# How to eat sardines?



## Suthseaxa (Apr 17, 2016)

Hello Everyone. I have never cooked or eaten fresh sardines and I am wondering about how to actually eat them, especially with the bones in. I am thinking of grilling them and I wondered if you can eat the bones or whether I should scrape the flesh from the bones?


----------



## Rocklobster (Apr 17, 2016)

If you like Sardines, you can eat them almost any way. I eat the bones. Just chew them down. Normally, I just eat them in a sandwich with onions and mayo but there are many ways to enjoy them...13 Things to Do With Canned Sardines - Chowhound


----------



## Suthseaxa (Apr 17, 2016)

I am planning on cooking them fresh though. I wondered if canning softens the bones. If I buy them fresh from the fishmonger and grill them, I am unsure if the bones will be as soft.


----------



## Lance Bushrod (Apr 17, 2016)

There were fresh sardines in the Cora in France but never got around to buying any. I googled recipes and the first one looked at was NY Times recipe and one I'd do. One flakes the meat away from the skeleton like a trout. I've not seen fresh sardines in the Pac NW but will ask the fishmonger next time I go.


----------



## medtran49 (Apr 17, 2016)

I had them in Italy once as part of a frutti di mare tower.  They were whole, battered very lightly in a tempura-like batter and fried.  Don't remember that meal very fondly or frankly very much at all because I got a killer migraine very, very shortly after dinner.


----------



## Steve Kroll (Apr 17, 2016)

Suthseaxa said:


> Hello Everyone. I have never cooked or eaten fresh sardines and I am wondering about how to actually eat them, especially with the bones in. I am thinking of grilling them and I wondered if you can eat the bones or whether I should scrape the flesh from the bones?

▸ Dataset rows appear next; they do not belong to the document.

PR #3346, opened 2019-09-25
CI test suites with pinned minimum dependencies

crusaderky:
Second step towards resolving #3222.
Added two suites of CI tests:
- Pinned minimum versions for all optional dependencies, except NEP18-dependant ones
- Pinned minimum versions for NEP18 optional dependencies - at the moment only sparse; soon also pint (#3238)

**All versions are the frozen snapshot of what py36.yml deploys today**.
This PR ensures that we won't have accidental breakages _from this moment on_. 
I made no effort  to try downgrading to sensible obsolete versions, as that would require a completely different order of magnitude of work. 
I would suggest to proceed  with the downgrades (and consequent bugfixes) over several small, iterative future PRs that build upon this framework.


crusaderky:
Ready for review

azure-pipelines.yml
```diff
@@ -8,8 +8,12 @@ jobs:
 - job: Linux
   strategy:
     matrix:
-      py35-min:
-        conda_env: py35-min
+      py35-bare-minimum:
+        conda_env: py35-bare-minimum
+      py36-min:
+        conda_env: py36-min
```
max-sixty: Do we need a py36-min as well as a py35-min?

shoyer: maybe `py36-min-all-deps` would be a more descriptive alternative name.

ci/requirements/py36-min.yml
```diff
@@ -0,0 +1,43 @@
...
+  - coveralls
+  - dask=2.4.0
+  - distributed=2.4.0
+  - flake8
+  - h5netcdf=0.7.4
+  - h5py=2.10.0
+  - hdf5=1.10.5
+  - hypothesis
+  - iris=2.2.0
+  - lxml=4.4.1  # FIXME what's the purpose? (added in #1776)
```
shoyer: I *think* this may be an undeclared dependency of pydap.

azure-pipelines.yml
crusaderky: done

crusaderky:
Thanks all

PR #3353, opened 2019-09-28
Remove `complex.nc` from built docs

gwgundersen:
I assume this is related to https://github.com/pydata/xarray/issues/3297 or an associated issue. Basically, a file, `complex.nc`, is being added to `doc/` after running `make clean && make html`. Would be nice to suppress this.


max-sixty:
Many thanks @gwgundersen !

The ones in the can are usually very small and the bones haven't fully developed, so the full fish is edible. You can't eat the bones of full grown fresh sardines, though. Here are several methods for cleaning them. I prefer methods 2 and 3 myself for most kinds of fresh fish. I've never done a butterfly cut like the last example shows, but go for it if you're comfortable.

https://www.youtube.com/watch?v=uTzJdF5dtFo


----------



## Kayelle (Apr 17, 2016)

We had them in a wonderful outdoor cafe in Portugal. We enjoyed them very much and yes, you need to bone them if they've been cooked whole. I'm good at doing that so I boned them at the table for both of us. My husband, SousChef will post a picture of the meal.


----------



## Souschef (Apr 17, 2016)

*Sardines in Portugal*

The cafe was quite a find, as we met an expatriate who said it was the best restaurant in town.


----------



## Addie (Apr 17, 2016)

Steve Kroll said:


> The ones in the can are usually very small and the bones haven't fully developed, so the full fish is edible. You can't eat the bones of full grown fresh sardines, though. Here are several methods for cleaning them. I prefer methods 2 and 3 myself for most kinds of fresh fish. I've never done a butterfly cut like the last example shows, but go for it if you're comfortable.
> 
> https://www.youtube.com/watch?v=uTzJdF5dtFo



I had a landlady that just loved fresh sardines. She just didn't like to clean them. She would buy a big sack of them and bring them to me to clean and filet. I used methods two and three. If there were really a lot, I would just cut the heads and tails off. Then split and but. Depending on the size of them. The one thing she did do before I got them was to scrape off all the scales. But I did have to show her how. She watched me the first time. When it came to gutting them, she headed for my bathroom right quick. 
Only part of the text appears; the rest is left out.